The cloth masks were substantial. Each had three layers – two layers of fabric with an outer layer of polypropylene. On testing, the filtration efficiency of the cloth masks was only about 37%, compared with 95% for the three-layer surgical masks, which were also made of polypropylene.

Masks were most effective for older individuals. People aged 50-60 years who wore surgical masks were 23% less likely to test positive for COVID, compared with their peers who didn’t wear masks. For people older than 60, the reduction in risk was greater – 35%.
 

 

 

Rigorous research

The study took place over a period of 8 weeks in each district. The interventions were rolled out in waves, with the first starting in November 2020 and the last in January 2021.

Investigators gave each household free cloth or surgical face masks and showed families a video about proper mask wearing with promotional messages from the prime minister, a head imam, and a national cricket star. They also handed out free masks.

Previous studies have shown that people aren’t always truthful about wearing masks in public. In Kenya, for example, 88% of people answering a phone survey said that they wore masks regularly, but researchers determined that only 10% of them actually did so.

Investigators in the Bangladesh study didn’t just ask people if they’d worn masks, they stationed themselves in public markets, mosques, tea stalls, and on roads that were the main entrances to the villages and took notes.

They also tested various ways to educate people and to remind them to wear masks.
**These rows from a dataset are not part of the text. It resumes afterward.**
PR #164, opened 2021-02-15
D3ASIM-3179: Updated nested child accumulated trades or add if area a…

faizan2590:
…dded via live event.

### DIFF
--- a/d3a_interface/sim_results/cumulative_grid_trades.py
+++ b/d3a_interface/sim_results/cumulative_grid_trades.py
@@ -31,25 +31,27 @@ class CumulativeGridTrades:
         self.current_balancing_trades = {}
         self.accumulated_trades = {}
         self.accumulated_balancing_trades = {}
+        self._restored = False
 
     def update(self, area_dict, flattened_area_core_stats_dict):
         self.export_cumulative_grid_trades(
-            area_dict, flattened_area_core_stats_dict, self.accumulated_trades
+            area_dict, flattened_area_core_stats_dict, self.accumulated_trades, self._restored
         )
 
     def restore_area_results_state(self, area_uuid, last_known_state_data):
+        self._restored = True
         if area_uuid not in self.accumulated_trades:
             self.accumulated_trades[area_uuid] = last_known_state_data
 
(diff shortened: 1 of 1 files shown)


d3a_interface/sim_results/cumulative_grid_trades.py
```diff
@@ -184,14 +184,18 @@ def _update_area_children_in_accumulated_trades_dict(cls, accumulated_trades, ar
...
+            c['uuid'] for c in accumulated_trades[area['uuid']]['children']
         ]
         for child in area.get("children", []):
-            if child["name"] not in current_child_names:
+            if child["uuid"] not in current_child_uuids:
                 accumulated_trades[area['uuid']]['children'].append(
                     cls._generate_accumulated_trades_child_dict(accumulated_trades, child)
                 )
+            else:
+                child_index = current_child_uuids.index(child['uuid'])
```
Hassan754, line 196: IMO you should use ```enumerate``` , this way you have the index of the current iteration without invoking list.index() , which takes O(N) in each time called

Hassan754: Update, I see that you're not looping over the same list, so my proposal doesn't work

Hassan754 (dismissed):
LGTM

d3a_interface/sim_results/cumulative_grid_trades.py
```diff
@@ -31,25 +31,27 @@ def __init__(self):
...
+        self._restored = False
 
     def update(self, area_dict, flattened_area_core_stats_dict):
         self.export_cumulative_grid_trades(
-            area_dict, flattened_area_core_stats_dict, self.accumulated_trades
+            area_dict, flattened_area_core_stats_dict, self.accumulated_trades, self._restored
         )
 
     def restore_area_results_state(self, area_uuid, last_known_state_data):
+        self._restored = True
```
spyrostz, line 42: Please revert it to False at the end of the update() method.

spyrostz (approved):
As a general comment, instead of passing the _restored flag throughout the methods, better to remove the @classmethod decorator in the functions that you really need to. 
Once this is done LGTM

They found that four factors were effective at promoting the wearing of masks, and they gave them an acronym – NORM.

  • N for no-cost masks.
  • O for offering information through the video and local leaders.
  • R for regular reminders to people by investigators who stand in public markets and offer masks or encourage anyone who wasn’t wearing one or wasn’t wearing it correctly.
  • M for modeling, in which local leaders, such as imams, wear masks and remind their followers to wear them.
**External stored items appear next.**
PR #167, opened 2021-02-19
Feature/d3asim 3307 Created an interface for the results classes. Added a manager class for all the simulation result objects. 

spyrostz:
Potential improvement: currently the unit tests for the results classes are located either in d3a or in d3a-web, one more improvement to the process would be to port these to the d3a-interface, so that the code is tested in the same repo that it is created.

### DIFF
--- a/d3a_interface/sim_results/area_throughput_stats.py
+++ b/d3a_interface/sim_results/area_throughput_stats.py
@@ -28,7 +28,7 @@ class AreaThroughputStats(ResultsBaseClass):
         self.imported_energy = {}
 
     def update(self, area_result_dict=None, core_stats=None, current_market_slot=None):
-        if not self._validate_update_parameters(
+        if not self._has_update_parameters(
                 area_result_dict, core_stats, current_market_slot):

These four measures tripled the wearing of masks in the intervention communities, from a baseline level of 13% to 42%. People continued to wear their masks properly for about 2 weeks after the study ended, indicating that they’d gotten used to wearing them.
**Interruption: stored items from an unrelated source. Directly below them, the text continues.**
PR #168, opened 2021-02-23
Create helper function that returns the actual size of object in memory

Hassan754:


faizan2590 (approved):
LGTM

d3a_interface/utils.py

Dr. Styczynski said that nothing else – not text message reminders, or signs posted in public places, or local incentives – moved the needle on mask wearing.
 

Saved lives and money

The study found that the strategy was cost effective, too. Giving masks to a large population and getting people to use them costs about $10,000 per life saved from COVID, on par with the cost of deploying mosquito nets to save people from malaria, Dr. Styczynski said.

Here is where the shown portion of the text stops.